WHAT THE EXERCISE ASKS: A single number is the whole answer: the count of lines in these entries that hold "tests".

(MATERIAL PROVIDED)

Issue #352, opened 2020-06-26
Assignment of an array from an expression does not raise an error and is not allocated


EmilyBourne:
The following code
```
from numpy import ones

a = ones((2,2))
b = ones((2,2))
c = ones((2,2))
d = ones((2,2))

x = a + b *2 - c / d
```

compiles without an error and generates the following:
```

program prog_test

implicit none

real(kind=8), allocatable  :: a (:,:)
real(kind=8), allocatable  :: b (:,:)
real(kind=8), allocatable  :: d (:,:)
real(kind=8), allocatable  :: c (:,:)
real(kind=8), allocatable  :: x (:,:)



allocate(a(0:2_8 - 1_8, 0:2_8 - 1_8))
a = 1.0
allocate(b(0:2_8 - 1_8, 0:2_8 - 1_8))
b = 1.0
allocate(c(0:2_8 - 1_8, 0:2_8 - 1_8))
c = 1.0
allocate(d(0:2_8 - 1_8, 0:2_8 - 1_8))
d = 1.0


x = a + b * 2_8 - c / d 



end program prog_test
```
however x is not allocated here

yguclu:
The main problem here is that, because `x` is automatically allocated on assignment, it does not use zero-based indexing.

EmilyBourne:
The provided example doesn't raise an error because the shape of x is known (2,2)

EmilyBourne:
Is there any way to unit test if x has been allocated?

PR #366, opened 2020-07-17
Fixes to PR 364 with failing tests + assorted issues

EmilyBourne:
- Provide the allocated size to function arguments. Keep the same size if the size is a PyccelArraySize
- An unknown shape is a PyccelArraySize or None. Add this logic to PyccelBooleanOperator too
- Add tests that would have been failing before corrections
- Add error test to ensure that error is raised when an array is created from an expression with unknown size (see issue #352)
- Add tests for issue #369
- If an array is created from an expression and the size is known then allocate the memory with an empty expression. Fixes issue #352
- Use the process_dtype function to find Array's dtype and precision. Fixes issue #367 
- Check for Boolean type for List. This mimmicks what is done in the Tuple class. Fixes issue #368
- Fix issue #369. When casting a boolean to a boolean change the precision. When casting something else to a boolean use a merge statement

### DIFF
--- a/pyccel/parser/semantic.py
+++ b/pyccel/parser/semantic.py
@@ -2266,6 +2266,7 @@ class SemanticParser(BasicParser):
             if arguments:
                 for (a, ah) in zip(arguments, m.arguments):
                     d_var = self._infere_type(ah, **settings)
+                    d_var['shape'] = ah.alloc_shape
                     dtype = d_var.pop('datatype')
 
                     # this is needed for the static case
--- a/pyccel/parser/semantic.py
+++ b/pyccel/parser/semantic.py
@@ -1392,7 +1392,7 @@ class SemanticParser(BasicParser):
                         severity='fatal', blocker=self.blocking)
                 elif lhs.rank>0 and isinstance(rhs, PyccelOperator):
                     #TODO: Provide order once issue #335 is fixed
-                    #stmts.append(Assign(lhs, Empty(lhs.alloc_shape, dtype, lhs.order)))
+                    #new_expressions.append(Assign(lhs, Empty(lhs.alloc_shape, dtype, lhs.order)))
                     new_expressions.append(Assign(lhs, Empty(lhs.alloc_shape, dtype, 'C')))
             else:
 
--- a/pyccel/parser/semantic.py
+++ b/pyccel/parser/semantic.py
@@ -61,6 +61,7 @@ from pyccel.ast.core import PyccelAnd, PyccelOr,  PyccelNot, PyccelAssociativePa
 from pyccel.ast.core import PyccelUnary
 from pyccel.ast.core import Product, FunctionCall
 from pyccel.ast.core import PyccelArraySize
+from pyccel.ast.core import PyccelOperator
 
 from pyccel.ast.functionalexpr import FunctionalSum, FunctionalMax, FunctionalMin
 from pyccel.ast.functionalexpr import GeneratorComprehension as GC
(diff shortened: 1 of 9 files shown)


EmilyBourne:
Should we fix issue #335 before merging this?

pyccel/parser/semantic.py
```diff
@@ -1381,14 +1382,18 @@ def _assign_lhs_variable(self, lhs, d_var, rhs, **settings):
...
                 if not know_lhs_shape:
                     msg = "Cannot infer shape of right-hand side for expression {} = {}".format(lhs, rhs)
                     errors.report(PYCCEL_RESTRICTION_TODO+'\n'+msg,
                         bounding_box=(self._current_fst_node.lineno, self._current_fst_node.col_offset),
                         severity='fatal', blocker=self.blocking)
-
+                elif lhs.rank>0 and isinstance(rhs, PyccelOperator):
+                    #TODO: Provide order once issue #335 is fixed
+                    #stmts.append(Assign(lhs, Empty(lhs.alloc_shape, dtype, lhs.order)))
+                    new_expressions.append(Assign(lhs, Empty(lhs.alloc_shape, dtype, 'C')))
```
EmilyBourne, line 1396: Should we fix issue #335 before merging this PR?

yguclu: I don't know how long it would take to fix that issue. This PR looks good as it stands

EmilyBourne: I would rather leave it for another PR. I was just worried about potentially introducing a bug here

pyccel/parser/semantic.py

(End MATERIAL PROVIDED)
(MATERIAL PROVIDED)

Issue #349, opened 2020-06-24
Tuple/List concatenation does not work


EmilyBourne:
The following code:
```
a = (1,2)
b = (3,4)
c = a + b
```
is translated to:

(End MATERIAL PROVIDED)

EXERCISE RESPONSE: 3